Resolving deltas: 100% (3/3), done.
$ cd yr
# hier erwartet man, sein eigenes yarn aus seinem lokalen System zu verwenden...
$ yarn install
owned
➤ YN0000: ┌ Resolution step
➤ YN0000: └ Completed
➤ YN0000: ┌ Fetch step
➤ YN0000: └ Completed
➤ YN0000: ┌ Link step
➤ YN0000: └ Completed
➤ YN0000: Done in 0s 37ms
Abhilfe
Ich verwende aus diesem und weiteren Gründen pnpm als Paketmanager.
Man kann auch yarn konfigurieren, dass es das lokale yarn ignoriert. Dazu setzt man entweder die Umgebungsvariable YARN_IGNORE_PATH=1 oder setzt die Konfiguration ignorePath: true in der Systemweiten Konfiguration.
WARNING
Leider sind die Konfigurationsdateien so, dass das Projekt die Systemweite Konfiguration überschreibt. Also setzt der geübte Angreifer einfach das ignorePath im präparierten Repo natürlich auf false.

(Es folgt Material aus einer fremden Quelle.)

PR #7106, opened 2020-05-29
account for error list in portrait simulator positioning

jwunderl:
fix https://github.com/microsoft/pxt-microbit/issues/3106

woo-resizing

Few notes on errors I was thinking about while doing this (@hristoramirez maybe interesting?)

* we'll need to think about this for minecraft (transparent editor tools) as well; could just apply the same extra padding to the editor tools when they're transparent easily enough, but that'll need a design meeting so I left it out of this PR, maybe outside scope of internship as it wouldn't ship for a while?
* the 2 second debounce feels alright to me when adding the error (longer than I would personally like but I agree it's probably better for kids), but it's pretty painful when you fix an error as it feels like you're doing wrong / 2 seconds is long enough to second guess yourself. Maybe if we could keep the squiggle after .5 seconds, and delay showing the error list for the rest of the time or something? Not sure

### DIFF
--- a/pxteditor/editor.ts
+++ b/pxteditor/editor.ts
@@ -37,6 +37,11 @@ namespace pxt.editor {
         fileHistory: FileHistoryEntry[];
     }
 
+    export enum ErrorListState {
+        HeaderOnly = "errorListHeader",
+        Expanded = "errorListExpanded"
+    }
+
     export interface IAppProps { }
     export interface IAppState {
         active?: boolean; // is this tab visible at all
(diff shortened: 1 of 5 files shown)


hristoramirez:
I'd like to take a look at the minecraft transparency tools if I get the time. But yeah I like the idea of keeping the squiggles for immediate feedback because it's difficult coming up with a one size fits all solution. I can try looking into it

pelikhan:
We can fiddle around as much as we want we won't get the perfect timing because our users have vastly different keyboarding skills.

PR #7111, opened 2020-05-29
Custom tracking file for initializing telemetry without cookie

shakao:
The idea is we can include this file in static docs pages (instead of tracking.html). The page will then manually call "loadAppInsights(true/false)" depending on whether it wants the cookie or not. Also bundles a tick event helper--not sure if saving that on the window is the right place?

### DIFF
--- a/docfiles/customtracking.html
+++ b/docfiles/customtracking.html
@@ -1,0 +1,69 @@
+<script type="text/javascript">
+    // Similar to tracking.html and apptracking.html except we load appinsights but
+    // do not initialize. The individual pages will call loadAppInsights with custom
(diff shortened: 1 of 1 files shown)


abchatra:
Do we need to duplicate the entire file? Can we pass false as a parameter in-place of includeCookie?

abchatra:
As long as we don't drop the cookie we are good right?

shakao:
the problem is both existing files call pxt.initAnalyticsAsync which automatically initializes appinsights with a cookie unless it sees sandbox=1 / #sandbox / etc in the url. i didn't want to change the existing files because we use them in a bunch of places already

PR #7118, opened 2020-05-31
hide fullscreen button in mobile view instead of debug btn

jwunderl:
close https://github.com/microsoft/pxt-microbit/issues/3200

Starting as a draft as adding back fullscreen button in mobile was a request when it was fullscreen & restart; I think showing debug button is more important, just want to confirm.

### DIFF
--- a/theme/common.less
+++ b/theme/common.less
@@ -1103,12 +1103,6 @@ p.ui.font.small {
         left: -2rem;
     }
 
-    #filelist .simtoolbar > .buttons {
-        > .debug-button {
-            display: block !important;
-        }
-    }
-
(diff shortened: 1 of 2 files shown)


jwunderl:
Ah, yes, no difference on >= tablet size, and here's mobile:

mobile-w-debug

Maybe worth looking at the sui mobile breakpoint in the future and consider making mobile more as 'portrait mobile' instead of trying to include landscape phones -- e.g. there's room for the name field on mobile landscape if we want it. But that's a change with wide impact / would be worth sitting in beta first.

pelikhan:
Let’s just do a minimal change here

PR #7122, opened 2020-06-01
Show deprecated blocks in Python/JS tutorial

livcheerful:
fixes https://github.com/microsoft/pxt-microbit/issues/3198#event-3389041242

related to https://github.com/microsoft/pxt/commit/2e9fde5a3a9f6900d652442d4c031b1995e0344f

Show the deprecated blocks if we're in a tutorial in Python or JS

### DIFF
--- a/webapp/src/toolboxeditor.tsx
+++ b/webapp/src/toolboxeditor.tsx
@@ -119,7 +119,7 @@ export abstract class ToolboxEditor extends srceditor.Editor {
         let that = this;
 
         function filterNamespaces(namespaces: [string, pxtc.CommentAttrs][]) {
-            return namespaces.filter(([, md]) => !(md.deprecated && that.parent.state.tutorialOptions == undefined)&& (isAdvanced ? md.advanced : !md.advanced));
+            return namespaces.filter(([, md]) => !(md.deprecated && that.parent.state.tutorialOptions == undefined) && (isAdvanced ? md.advanced : !md.advanced));
         }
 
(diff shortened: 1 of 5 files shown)


webapp/src/toolboxeditor.tsx
```diff
@@ -118,7 +119,7 @@ export abstract class ToolboxEditor extends srceditor.Editor {
         let that = this;
 
         function filterNamespaces(namespaces: [string, pxtc.CommentAttrs][]) {
-            return namespaces.filter(([, md]) => !md.deprecated && (isAdvanced ? md.advanced : !md.advanced));
+            return namespaces.filter(([, md]) => !(md.deprecated && that.parent.state.tutorialOptions == undefined)&& (isAdvanced ? md.advanced : !md.advanced));
```
riknoll, line 122: I think this should maybe just get pulled into a method, i.e. `this.parent.inTutorial()`

jwunderl, line 122:
```suggestion
            return namespaces.filter(([, md]) => !(md.deprecated && that.parent.state.tutorialOptions == undefined) && (isAdvanced ? md.advanced : !md.advanced));
```

to fix lint ~

livcheerful: totally, I'll do that!

livcheerful:
> LGTM, just a refactor. Also I think you might have committed using the wrong email address

PR #7125, opened 2020-06-02
Update partner approval message

ganicke:
The current message just says:

`"The content below is provided by partner."`

image

Here, I've **only** added the **"a"** as a minimum to update the message.

`"The content below is provided by a partner."`

However, the ask from https://github.com/microsoft/pxt-microbit/issues/3207 is to have something more like:

image

This could be done through use of a macro like `@approver@` or something like that.

```
 <div class="content">
   <h3 class="header">
       Approved content
   </h3>
   <p>
       The content below is provided by a partner and approved by the @approver@.
   </p>
</div>
```

### DIFF
--- a/docfiles/package.html
+++ b/docfiles/package.html
@@ -35,7 +35,7 @@
                     Approved content
                 </h3>
                 <p>
-                    The content below is provided by partner.
+                    The content below is provided by a partner.
                 </p>
             </div>
         </div>


pelikhan:
@approver@ macro would require cloud backend update.

Jaqster:
I don't think this is needed - "provided by a partner" is fine.

ganicke:
OK, approve the **"a"** and we'll be done with it.

PR #7128, opened 2020-06-03
Fix WindowsRT download

pelikhan:
This PR fixes download in Windows10 app. Tested also that webusb still works. The heart of the issue was that we running cmds.init before configurating DAPLink.

- [x] disable webusb in electron
- [x] rename mk*PacketIOAsync to relevant names to help with stacktraces
- [x] removed drive deployment in WinRT - this is dead code.
- [x] ignore .simstate.json conflict state
- [x] initialize commands **after** loading extensions -- since micro:bit loads DAP extension.
- [x] always disconnect before running cmds.init
- [x] avoid ping2s animation, does not work in Edge

### DIFF
--- a/cli/hid.ts
+++ b/cli/hid.ts
@@ -127,7 +127,7 @@ export function hf2ConnectAsync(path: string, raw = false) {
         }
 
         return pxt.usb.pairAsync()
-            .then(() => pxt.usb.mkPacketIOAsync())
+            .then(() => pxt.usb.mkUSBPacketIOAsync())
             .then(io => new HF2.Wrapper(io))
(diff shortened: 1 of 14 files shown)


abchatra:
Will review. Probably you need to test Adafruit app with these changes.

abchatra:
Also big thank you!

pelikhan:
Adafruit mostly works. There is some weird error after flashing in winrt but mostly it works. This will need to be revisted when Adafruit gets upgraded.

abchatra:
I think this broke serial data from the webusb. It doesn't work always now and very spotty.

abchatra:
Above may be a false alarm. I can't find a repro.

PR #7130, opened 2020-06-04
disable oauth in pxt electron

jwunderl:
disable oauth in pxt electron for now (I'll fix it later, but have a few other issues that are more pressing / it's not the typical scenario for the offline build to need oauth)

I guess question if we should disable these in minecraft too? Haven't tested if they work but I don't think they will?


jwunderl:
@abchatra If you could port this one to stable I'll kick off the builds for testing tomorrow ~

abchatra:
Please disable all github in offline app. We will address all issues later. We don’t want to keep difference in experience. Main scenario for offline is no internet and github doesn’t work there.

abchatra:
Make this experience consistent with Windows app

abchatra:
Also testing cost we can’t pay now. Like we have all right error messages when we have no internet

PR #7395, opened 2020-08-14
Cache tutorial usedBlocks in IndexedDb

shakao:
- Database class based off the api info and translations DBs
- Hashes the code snippets and invalidates the blocks based on those--I think this should functionally sync up with invalidating when the cached markdown invalidates/changes
- Next steps are to get the list of used blocks at build time (like the api info) to also speed up the first load

Build: https://minecraft.makecode.com/app/29d4f5abb6b4e1d67b538a9ed500175b4b1eaa18-87b91c9b85

You can compare with beta or just compare first load vs subsequent loads

### DIFF
--- a/pxtlib/browserutils.ts
+++ b/pxtlib/browserutils.ts
@@ -946,12 +946,12 @@ namespace pxt.BrowserUtils {
     interface TutorialInfoIndexedDbEntry {
         id: string;
         hash: string;
-        blocks: { [ key: string ]: number };
+        blocks: Map<number>;
     }
 
     export interface ITutorialInfoDb {
         getAsync(filename: string, code: string[], branch?: string): Promise<TutorialInfoIndexedDbEntry>;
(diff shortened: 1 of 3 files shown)


pxtlib/browserutils.ts
```diff
@@ -932,6 +932,99 @@ namespace pxt.BrowserUtils {
...
+    }
+
+    function getTutorialInfoKey(filename: string, branch?: string) {
+        return `${filename}|${branch || "master"}`;
+    }
+
+    interface TutorialInfoIndexedDbEntry {
+        id: string;
+        hash: string;
+        blocks: { [ key: string ]: number };
```
riknoll, line 949: we usually use `Map<number>` (or `pxt.Map`)

riknoll:
maybe we should start this fetching/caching when they click on the card in the homescreen (to expand the info/language buttons). would improve the perceived load time at least.

abchatra:
@shakao Should we clear the cache when the hash changes? Otherwise it might just grow. Corner case may be worth the thought?

PR #7396, opened 2020-08-17
support for jres snippets in tutorials

riknoll:
Part of a fix for https://github.com/microsoft/pxt-arcade/issues/2250

You can add tilemaps and custom tiles to a tutorial by using a `jres` snippet. Just copy/paste the contents of `tilemap.g.jres` (no need to copy `tilemap.g.ts`). The tiles will also show up in the user project if they are custom.

### DIFF
--- a/pxtblocks/fields/field_tilemap.ts
+++ b/pxtblocks/fields/field_tilemap.ts
@@ -262,6 +262,11 @@ namespace pxtblockly {
         private parseBitmap(newText: string) {
             if (!this.blocksInfo) return;
 
+            if (newText) {
+                // backticks are escaped inside markdown content
+                newText = newText.replace(/&#96;/g, "`");
+            }
+
             const match = /^\s*tilemap\s*`([^`]*)`\s*$/.exec(newText);
 
             if (match) {
--- a/pxtlib/package.ts
+++ b/pxtlib/package.ts
@@ -205,35 +205,7 @@ namespace pxt {
         parseJRes(allres: Map<JRes> = {}) {
             for (const f of this.getFiles()) {
                 if (U.endsWith(f, ".jres")) {
-                    let js: Map<JRes> = JSON.parse(this.readFile(f))
-                    let base: JRes = js["*"] || {} as any
-                    for (let k of Object.keys(js)) {
-                        if (k == "*") continue
-                        let v = js[k]
-                        if (typeof v == "string") {
-                            // short form
-                            v = { data: v } as any
-                        }
-                        let ns = v.namespace || base.namespace || ""
-                        if (ns) ns += "."
-                        let id = v.id || ns + k
-                        let icon = v.icon
-                        let mimeType = v.mimeType || base.mimeType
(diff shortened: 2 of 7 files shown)


pxtlib/package.ts
```diff
@@ -1206,6 +1178,39 @@ namespace pxt {
...
+            let icon = v.icon
+            let mimeType = v.mimeType || base.mimeType
+            let dataEncoding = v.dataEncoding || base.dataEncoding || "base64"
+            if (!icon && dataEncoding == "base64" && (mimeType == "image/png" || mimeType == "image/jpeg")) {
+                icon = "data:" + mimeType + ";base64," + v.data
+            }
+            allres[id] = {
+                id,
+                data: v.data,
+                dataEncoding: v.dataEncoding || base.dataEncoding || "base64",
```
shakao, line 1202: small: reuse dataEncoding variable

pxtblocks/fields/field_tilemap.ts
```diff
@@ -262,6 +262,11 @@ namespace pxtblockly {
         private parseBitmap(newText: string) {
             if (!this.blocksInfo) return;
 
+            if (newText) {
+                // backticks are escaped inside markdown content
+                newText = newText.replace(/&#96;/g, "`");
```
shakao, line 267: can we do this in tutorial.js when the jres is parsed?

pxtlib/tilemap.ts
```diff
@@ -356,6 +376,54 @@ namespace pxt {
             for (const id of Object.keys(allJRes)) this.state.takenNames[id] = true;
         }
 
+        loadJres(jres: Map<JRes>, skipDuplicates = false) {
+            jres = inflateJRes(jres)
```
shakao, line 380: need to set `this.extensionTilesets = []` as in loadPackage ?

pxtlib/tilemap.ts
```diff
@@ -356,6 +376,54 @@ namespace pxt {
...
+                            id = tileMapping[id];
+                        }
+
+                        return this.resolveTile(id)
+                    })
+                }));
+
+            this.state.projectTilemaps.push(...maps);
+
+            for (const id of Object.keys(jres)) this.state.takenNames[id] = true;
```
shakao, line 423: is it possible for these tile ids to have changed from createNewTile?

pxtlib/tilemap.ts
riknoll: no, this adds to the existing project instead of overwriting it. The gallery won't get added twice

pxtlib/tilemap.ts
riknoll: good catch!

pxtblocks/fields/field_tilemap.ts
riknoll: actually, i'm not sure where the escape is happening. I tried moving this to tutorial.ts and marked.tsx. I think it might be the decompiler somehow? anyways, I think this is the best place for it.

riknoll:
@jwunderl forgot to do that, I'll do it in a separate PR

PR #7398, opened 2020-08-18
Offline app page updates

jwunderl:
align offline app page with docs styling, and clean up a bit of unused imports / rules / etc.

current state is https://arcade.makecode.com/offline-app ; if you want to see what it looks like when expanded need to open console and run:

```javascript
showAgree(); document.querySelector("#no-download-segment").remove();
```

~worth a note I left the generated css / html for the legal stuff  the same for now.~ last two commits update to current legal text; probably easiest to compare https://github.com/microsoft/pxt/pull/7398/files/a7f1279255aa091f83718926bd47975e7d63347e for the main primarily non-generated diffs

Doesn't currently change microbit as that has it's own page set / doesn't use these rules yet https://github.com/microsoft/pxt-microbit/blob/master/docs/offline-app.html (same with lego)

image

gif \\/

Man muss also die Umgebungsvariable setzen, um die Manipulation zu umgehen:
$ export YARN_IGNORE_PATH=1
$ yarn install
➤ YN0087: Migrated your project to the latest Yarn version 🚀
➤ YN0000: · Yarn 4.12.0
➤ YN0000: ┌ Resolution step
➤ YN0000: └ Completed
➤ YN0000: ┌ Fetch step
➤ YN0000: └ Completed
➤ YN0000: ┌ Link step
➤ YN0000: └ Completed
➤ YN0000: · Done in 0s 53ms
Es gibt ein Issue zu YARN_IGNORE_PATH, dass aber nicht wegen dieser Lücke existiert:
https://github.com/yarnpkg/berry/issues/1078
Bewertung
Man kann jetzt natürlich argumentieren, dass man nicht einfach so fremde Repositories klont und deren code ausführen sollte. Aber in diesem Fall glaubt der Anwender, dass er sein eigenes yarn ausführt, was leider nicht der Fall ist.
Ich denke, dass einigen Entwicklern dieses Verhalten von yarn nicht klar ist.
Es gibt auch die Angriffe, bei denen aus den Paketen bei der Installation Code ausgeführt wurde. Diese "Funktion" ist in npm immer noch vorhanden.